# Anti pedestrian build.



## boneheaddoctor (Dec 10, 2014)

I was expecting spikes on the bumper and knives on the wheels like on Ben Hur with a thread title like this...


----------



## 1.4TheRoad (Apr 16, 2015)

Once I'm out of warranty.


----------



## 1.4TheRoad (Apr 16, 2015)

Night ride test.


Painting the sky on the road.









Some train loading building.










And a more detailed view of the lights in action.

[video]https://www.dropbox.com/s/2g2rwucr1tbtf3o/20150602_214232.mp4?dl=0[/video]


And a glare pic just so people can distinguish the difference on this phone camera.
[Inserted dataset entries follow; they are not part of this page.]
Issue #1848, opened 2026-06-22
ws-transport: agent websocket sidecar (wifihaven-ws) + HTTP fallback (gated on spike)


sameerparekh:
Part of the websocket-transport epic — see [`docs/design/websocket-transport.md`](../blob/main/docs/design/websocket-transport.md) §0.1, §3, §5. **Gated on the Lua-websocket spike** (sub-issue D0).

The agent's websocket lives in its **own procd sidecar** (`wifihaven-ws`), alongside the existing `dns-tail`/`sni-tail`/`nflog-tail` instances (`openwrt/files/etc/init.d/wifihaven`). It owns the socket event loop; the main conntrack-driven agent loop is unchanged.

**Scope:**
- New `wifihaven-ws` sidecar: open `wss://…/api/router/ws` with the bearer token in the upgrade `Authorization` header; run `hello`→`ready`→apply first pushed `policy`; reconnect with exp backoff + jitter (§5.1).
- **Bridge over the existing tmpfs spools** — drain the usage retry queue + events batcher spool *out* to frames; write pushed `policy` frames *in* to the snapshot file the main agent already reads/applies (etag-guarded apply, unchanged). **No new /tmp spool** — inherits the existing bounded caps (`docs/process/router-agent-bounded-writes.md`).
- HTTP fallback wiring (§3.1): UCI flag (default off until proven); on upgrade failure / >`ws_fallback_after` disconnect, the main agent resumes HTTP polling.
- Heartbeat `ping`/`pong` (§5.5); split an oversized `UsageReport` across multiple `usage` frames (the #1017 fix, §5.3).
- Agent metrics folded into the existing `/metrics` push: `ws_connect_total{result}`, `ws_state`, `ws_fallback_total{result}`, `ws_frames_{sent,recv}_total{op}` + panel.

Independently shippable behind the default-off UCI flag; main agent HTTP path unchanged (back-compat).

Relates to #1023.

Issue #1845, opened 2026-06-22
ws-transport: spike — prove a Lua websocket library is viable on OpenWRT (gates agent client)


sameerparekh:
**Spike (gates the agent-side websocket work).** Part of the websocket-transport epic — see [`docs/design/websocket-transport.md`](../blob/main/docs/design/websocket-transport.md) §3.4.

The OpenWRT agent has no async event loop (single foreground Lua process driven by `conntrack -E`, all I/O is `curl` shell-out). A persistent bidirectional websocket needs a real event loop in a sidecar process. Before committing any agent ws code, prove the transport is viable.

**Answer:**
- Which Lua websocket library is in the OpenWRT package feed and small enough for the router image? Candidates: `lua-websockets` (pure-Lua + LuaSocket), a `libwebsockets` C-binding, or a hand-rolled framing layer over the `lua-openssl`/`libustream-mbedtls` TLS socket the agent already depends on (`openwrt/Makefile` DEPENDS).
- Can it hold a TLS ws connection open for hours under OpenWRT's memory budget without leaking? (long-soak on real hardware / qemu).
- Does it cleanly surface "connection dropped" for reconnect?
- Confirm Render's per-plan ws idle-timeout + max-frame-size limits (pins heartbeat cadence + `ws_max_frame_bytes`).

**If this fails**, the epic ships the server endpoint + handshake (A, B) only and the agent stays on HTTP polling. No prod code lands from this issue — it produces a recommendation comment on the epic.

Relates to #1023.

sameerparekh:
Spike done — PR #1863 merged with verdict **GO**: build the agent ws client on cqueues + luaossl + hand-rolled RFC 6455 (no packaged Lua ws lib; both deps in OpenWrt feeds). Findings in docs/design/ws-lua-spike-findings.md. Next: #1846 (API ws endpoint).

Issue #1023, opened 2026-05-25
Migrate router↔API transport to a persistent websocket (push usage + events, push policy on change)


sameerparekh:
## Motivation

The router↔API transport is currently three separate HTTP endpoints:

- `POST /api/router/usage` — every ~60 s, batched bucket of per-flow counters
- `POST /api/router/events` — periodic batches of connection_attempt / dhcp_lease / first_seen_mac
- `GET  /api/router/snapshot` — polled every ~5 s for policy changes

This shape has cost us:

I'm going to have to start carrying around my dslr, this was kinda fun. Phone camera doesn't do it justice though.


----------



## Merc6 (Jun 8, 2013)

boneheaddoctor said:


> I was expecting spikes on the bumper and knives on the wheels like on Ben Hur with a thread title like this...


I was just looking for a hood ornament that fails to retract when the car comes in contact with a pedestrian. 

Legit Rolls Royce Recall


----------



## hificruzer226 (Mar 27, 2013)

boneheaddoctor said:


> I was expecting spikes on the bumper and knives on the wheels like on Ben Hur with a thread title like this...


I was hoping for the same thing. My mind was going as far as mad max


----------



## Couch (Oct 11, 2013)

love the ubar headlights but can't justify the money for them. best price i've found is $766.00 in canada. i can do a retrofit for cheaper than that.


----------



## 1.4TheRoad (Apr 16, 2015)

You guys are silly. I should probably change the thread name. Edit: forgot I'm not a mod here.

Headlights should be easily found for 400$ even in canada

Moar non phone pics cause hoar.


----------



## Zforce75 (Dec 27, 2014)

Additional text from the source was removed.